Show, from the records below, all lines that contain the word "InvalidAssetDecimals".
BEGIN Extracted records
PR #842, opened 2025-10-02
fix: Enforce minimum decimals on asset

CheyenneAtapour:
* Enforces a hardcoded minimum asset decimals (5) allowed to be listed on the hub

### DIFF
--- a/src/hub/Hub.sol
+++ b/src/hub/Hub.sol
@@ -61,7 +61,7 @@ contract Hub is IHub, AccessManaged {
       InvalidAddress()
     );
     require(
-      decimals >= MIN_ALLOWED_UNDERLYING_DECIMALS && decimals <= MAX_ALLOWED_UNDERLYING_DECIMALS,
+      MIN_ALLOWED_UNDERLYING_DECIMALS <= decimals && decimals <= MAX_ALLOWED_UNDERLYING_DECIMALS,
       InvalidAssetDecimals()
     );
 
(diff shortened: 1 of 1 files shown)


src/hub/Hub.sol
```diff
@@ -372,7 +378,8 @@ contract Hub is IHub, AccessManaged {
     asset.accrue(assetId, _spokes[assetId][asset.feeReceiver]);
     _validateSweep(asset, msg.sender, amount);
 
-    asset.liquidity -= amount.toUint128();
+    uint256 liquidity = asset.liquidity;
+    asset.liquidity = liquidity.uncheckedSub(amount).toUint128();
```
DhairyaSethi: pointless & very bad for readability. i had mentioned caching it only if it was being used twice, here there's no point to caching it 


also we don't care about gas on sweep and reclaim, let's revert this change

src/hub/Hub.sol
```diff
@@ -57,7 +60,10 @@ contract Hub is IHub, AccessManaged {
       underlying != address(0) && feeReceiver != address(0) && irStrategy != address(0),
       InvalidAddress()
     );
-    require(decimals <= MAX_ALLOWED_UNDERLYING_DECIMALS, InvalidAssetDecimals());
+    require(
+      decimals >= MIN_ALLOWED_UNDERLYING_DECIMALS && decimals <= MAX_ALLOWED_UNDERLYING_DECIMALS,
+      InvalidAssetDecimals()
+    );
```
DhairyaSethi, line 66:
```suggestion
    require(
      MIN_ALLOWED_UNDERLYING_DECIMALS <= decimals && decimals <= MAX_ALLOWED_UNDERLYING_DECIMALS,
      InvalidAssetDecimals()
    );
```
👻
END Extracted records
# Response area
       InvalidAssetDecimals()
-    require(decimals <= MAX_ALLOWED_UNDERLYING_DECIMALS, InvalidAssetDecimals());
+      InvalidAssetDecimals()
      InvalidAssetDecimals()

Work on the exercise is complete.